On January 8, 2019, AEW announced that Ford would be joining the company alongside Joey Janela later in 2019, and accompanying him at the inaugural AEW event, Double or Nothing, she would wrestle her first ever AEW Match in the Casino Battle Royal, at All Out, She later began managing her real-life boyfriend Kip Sabian as they feuded with Janela. On October 9, 2019, Ford had her next match in AEW on the first ever AEW Dark episode where she teamed up with Bea Priestley against Allie and Britt Baker where they were defeated. Ford picked up her first win in AEW on the March 3 episode of Dark where she teamed with Baker to defeat Yuka Sakazaki and Riho.
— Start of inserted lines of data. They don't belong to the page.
Issue #2317, opened 2020-07-01
[Suggestion] Use a local database to store settings


chrisjlocke:
Describe the new feature
--------------------------
In Windows, we use the registry to store personal settings.  This means the program isn't portable.  I don't know how this works for Linux or Mac.
We could use an SQLite database to store settings, which would mean they're easily transferable between different PCs - especially in a school environment.
I don't know if the database would be stored with the application (meaning one setting for all users) or 'somewhere else' which would go against the 'being a portable application then', but allow 'per-user' settings... 
Just strikes me as odd that a database maintenance application doesn't 'eat its own dog food' and settings are stored by the OS (bit like project files, but that's another argument).  
Anyway.  This comment fuelled this suggestion:

> @justinclift Portable version is something I wanted to create but it requires a bit of changes in the code 
since the application is saving its config in Windows Registry. To get a true portable version the app should save its config in its own directory.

On May 23, 2020, Ford had her first ever PPV match on Double or Nothing facing Kris Statlander which Ford was a last minute replacement in the match due to Baker being injured where Ford was defeated. On the June 10 episode of AEW Dynamite, Ford teamed with Nyla Rose to defeat Hikaru Shida and Statlander where she pinned Shida thus earning her an AEW Women's World Championship match at Fyter Fest. At the event, Ford was unsuccessful at capturing the title as she was defeated by Shida. At All Out, Ford announced that she and Sabian were getting married while also teasing that they will reveal who his best man is for the wedding on the following Dynamite. On the September 9 episode of Dynamite, Miro was revealed to be the best man for Sabian and Ford's wedding. On the October 23, 2021, episode of Dynamite, Ford competed in the AEW TBS Women's championship tournament where she faced Ruby Soho and lost. After months of feuding, Ford and The Bunny lost in a street fight against Anna Jay and Tay Conti on the December 31, 2021, episode of AEW Rampage. On July 8, 2022, after Tony Khan received criticism over not utilizing Ford since January, he announced that she is not medically clear to compete. On August 15, Ford made her return to AEW on AEW Dark Elevation defeating Heather Reckless by submission.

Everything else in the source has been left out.